Task brief
Work through the data and say how many lines contain "case". The number alone is the answer.

Records
PR #5705, opened 2022-06-06
EVG-16877: handle container instance interrupt

Kimchelly:
Jira: https://jira.mongodb.org/browse/EVG-16877

### Description 
This adds support . The general behavior should be something like this:
* AWS tells Evergreen via SNS that the container instance is going to be spot instance interrupted (i.e. drained).
* Find the pods that will are about to be stopped due to the interrupt and enqueue the job to terminate them.
* When terminating them, fix any task lifecycle issues caused by abrupt termination. If the task is already running in the pod, mark it as system failed and restart it. If there are any tasks still waiting to run on this pod and it's the only one left that can run them, mark those tasks as needing another container allocated to them.

### Testing 
Added unit tests.

I couldn't test this in staging with AWS because we can't actually run container tasks yet and we can't simulate draining containers until [BUILD-14978](https://jira.mongodb.org/browse/BUILD-14978) is done.

### DIFF
--- a/go.sum
+++ b/go.sum
@@ -126,8 +126,8 @@ github.com/aws/aws-sdk-go v1.15.11/go.mod h1:mFuSZ37Z9YOHbQEwBWztmVzqXrEkub65tZo
 github.com/aws/aws-sdk-go v1.41.11/go.mod h1:585smgzpB/KqRA+K3y/NL/oYRqQvpNJYvLm+LY1U59Q=
 github.com/aws/aws-sdk-go v1.41.12/go.mod h1:585smgzpB/KqRA+K3y/NL/oYRqQvpNJYvLm+LY1U59Q=
 github.com/aws/aws-sdk-go v1.42.44/go.mod h1:OGr6lGMAKGlG9CVrYnWYDKIyb829c6EVBRjxqjmPepc=
-github.com/aws/aws-sdk-go v1.44.4 h1:ePN0CVJMdiz2vYUcJH96eyxRrtKGSDMgyhP6rah2OgE=
-github.com/aws/aws-sdk-go v1.44.4/go.mod h1:y4AeaBuwd2Lk+GepC1E9v0qOiTws0MIWAX4oIKwKHZo=
+github.com/aws/aws-sdk-go v1.44.25 h1:cJZ4gtEpWAD/StO9GGOAyv6AaAoZ9OJUhu96gF9qaio=
+github.com/aws/aws-sdk-go v1.44.25/go.mod h1:y4AeaBuwd2Lk+GepC1E9v0qOiTws0MIWAX4oIKwKHZo=
 github.com/aybabtme/iocontrol v0.0.0-20150809002002-ad15bcfc95a0 h1:0NmehRCgyk5rljDQLKUO+cRJCnduDyn11+zGZIc9Z48=
 github.com/aybabtme/iocontrol v0.0.0-20150809002002-ad15bcfc95a0/go.mod h1:6L7zgvqo0idzI7IO8de6ZC051AfXb5ipkIJ7bIA2tGA=
 github.com/benbjohnson/clock v1.1.0 h1:Q92kusRqC1XV2MjkWETPvjJVqKetz1OzxZB7mHJLju8=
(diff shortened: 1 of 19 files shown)


go.sum
```diff
@@ -126,8 +126,8 @@ github.com/aws/aws-sdk-go v1.15.11/go.mod h1:mFuSZ37Z9YOHbQEwBWztmVzqXrEkub65tZo
 github.com/aws/aws-sdk-go v1.41.11/go.mod h1:585smgzpB/KqRA+K3y/NL/oYRqQvpNJYvLm+LY1U59Q=
 github.com/aws/aws-sdk-go v1.41.12/go.mod h1:585smgzpB/KqRA+K3y/NL/oYRqQvpNJYvLm+LY1U59Q=
 github.com/aws/aws-sdk-go v1.42.44/go.mod h1:OGr6lGMAKGlG9CVrYnWYDKIyb829c6EVBRjxqjmPepc=
-github.com/aws/aws-sdk-go v1.44.4 h1:ePN0CVJMdiz2vYUcJH96eyxRrtKGSDMgyhP6rah2OgE=
```
hadjri, line 129: Looks like a few merge conflicts exist for these updates

model/task/task.go
```diff
@@ -1109,10 +1111,24 @@ func (t *Task) MarkAsContainerDeallocated(ctx context.Context, env evergreen.Env
 	}
 
 	t.ContainerAllocated = false
-	t.DispatchTime = utility.ZeroTime
```
hadjri, line 1112: What's the reason we don't need to set these props on the task anymore?

model/task_lifecycle.go
```diff
@@ -1393,7 +1396,40 @@ func doRestartFailedTasks(tasks []string, user string, results RestartResults) R
...
 }
 
-func ClearAndResetStrandedTask(h *host.Host) error {
+// ClearAndResetStrandedContainerTask clears the container task dispatched to a
+// pod. It also resets the task so that the current task execution is marked as
+// finished and, if necessary, a new execution is created to restart the task.
+// TODO (PM-2618): should probably block single host task groups once they're
+// supported.
+func ClearAndResetStrandedContainerTask(p *pod.Pod) error {
+	runningTaskID := p.RunningTask
```
hadjri, line 1405: Since we never reassign it maybe it's best to just directly use `p.RunningTask` instead of declaring a new variable

model/task_lifecycle.go
```diff
@@ -1393,7 +1396,40 @@ func doRestartFailedTasks(tasks []string, user string, results RestartResults) R
...
+	if runningTaskID == "" {
```
hadjri, line 1406: I see some of the same patterns here as `ClearAndResetStrandedHostTask`. Might be worth some consolidation of the two functions and their logic. I'm not particularly opinionated on that though, up to you

model/task_lifecycle.go
```diff
@@ -1424,26 +1460,36 @@ func ClearAndResetStrandedTask(h *host.Host) error {
...
 	}
 
-	if err = t.MarkSystemFailed(evergreen.TaskDescriptionStranded); err != nil {
-		return errors.Wrap(err, "marking task failed")
+	if err := t.MarkSystemFailed(evergreen.TaskDescriptionStranded); err != nil {
+		return errors.Wrap(err, "marking task as system failed")
 	}
 
 	if time.Since(t.ActivatedTime) > task.UnschedulableThreshold {
+		// If the task has already exceeded the unschedulable threshold, we
```
hadjri, line 1480: Appreciate this comment

rest/route/sns.go
```diff
@@ -391,17 +404,63 @@ func (sns *ecsSNS) handleNotification(ctx context.Context, notification ecsEvent
...
+			return errors.Wrapf(err, "listing ECS tasks associated with container instance '%s'", detail.ContainerInstanceARN)
+		}
+		for _, taskARN := range taskARNs {
+			p, err := pod.FindOneByExternalID(taskARN)
+			if err != nil {
+				return errors.Wrapf(err, "finding pod with external ID '%s'", taskARN)
+			}
+			if p == nil {
+				grip.Error(message.Fields{
+					"message": "Found an ECS task running in a draining container instance, but it's not associated with any known pod." +
```
hadjri, line 445: Is it worth having an alert for this case?

hadjri (changes requested):

model/task/task.go
Kimchelly: I originally modeled some of this logic based on [MarkAsHostUndispatched](https://github.com/evergreen-ci/evergreen/blob/5cd7c47bca7225acdc715a514f67a03a911b3621/model/task/task.go#L1028-L1051) but changed my mind about the necessity of some of the fields which are specific to dispatching the task. Allocating/deallocating a container is not really equivalent to dispatching/undispatching a task because dispatch is the moment that the task is assigned to run on a host/container, whereas container allocation is when the task is given a container that will eventually run it. Since they're separate parts of the task lifecycle, it doesn't make sense to unset them here.

model/task_lifecycle.go
Kimchelly: `(*pod.Pod).ClearRunningTask` unsets the running task but we still need it to find the task itself.

model/task_lifecycle.go
Kimchelly: I'm not sure how to consolidate this without doing some weird muxing of host/pod docs together into a helper function. I think the loss of clarity by making a small empty-string-check helper that works for both struct types wouldn't be worth the consolidation.

rest/route/sns.go
Kimchelly: I think it's worth being aware if/when it happens, because it's a case that breaks the assumption that Evergreen is properly tracking is cloud resources. Whenever we have a state mismatch between Evergreen and the cloud provider, we have to keep an eye on such things because they generally represent bugs, races, or leaked resources.

My best guess is that this can hypothetically be triggered in a race condition when first creating the pod. I don't have a good idea of how often it will actually occur in practice, but if it's common, we'll have to add more complex logic to deal with the race.

rest/route/sns.go
```diff
@@ -499,12 +557,64 @@ func (sns *ecsSNS) cleanupUnrecognizedPod(ctx context.Context, details ecsEventD
...
+		}
+
+		for _, arn := range resp.TaskArns {
+			if arn == nil {
+				continue
+			}
+			taskARNs = append(taskARNs, utility.FromStringPtr(arn))
+		}
+
+		token = resp.NextToken
```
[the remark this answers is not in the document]
Kimchelly: Nah, this is a completely reasonable question, and I did think about this when first writing this loop. The supposed behavior of the ECS API is that it will only return you a next token when there are actually more result page beyond the one you just asked for, so there's no hypothetical limit to how many times we could receive a next token. We won't actually infinitely loop here because the `context.Context` (which comes from the request) will eventually a timeout and fail the `ListTasks` request because the app server has a hard 60 second limit on request duration (to protect itself from unreasonably expensive requests).

To be extra safe, we can cap the infinite loop to a fixed number of since there shouldn't be an infinite number of containers running on a single container instance. I changed the loop to cap the max iterations and avoid the potential for infinite looping.

go.sum
Kimchelly: Yeah, they're merge conflicts against my own commits. I merged main.

model/task_lifecycle.go
hadjri: Ok, SGTM

hadjri (approved):
Thanks for the responses!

Output below
2